[WHAT TO DO] Scan the entries below for the string "aurora" and copy every line where it turns up.

========

Issue #381, opened 2021-11-30
nETH ft_transfer_call doesn't attach enough gas to ft_on_transfer


evgenykuzyakov:
The `aurora` contract on NEAR side attaches fixed number of `10 TGas` only:

https://github.com/aurora-is-near/aurora-engine/blob/d020887ca3a9390843e3f6ea034e46e3d11c0f1f/engine/src/fungible_token.rs#L13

========

[RESPONSE TO THIS TASK]
The `aurora` contract on NEAR side attaches fixed number of `10 TGas` only:
https://github.com/aurora-is-near/aurora-engine/blob/d020887ca3a9390843e3f6ea034e46e3d11c0f1f/engine/src/fungible_token.rs#L13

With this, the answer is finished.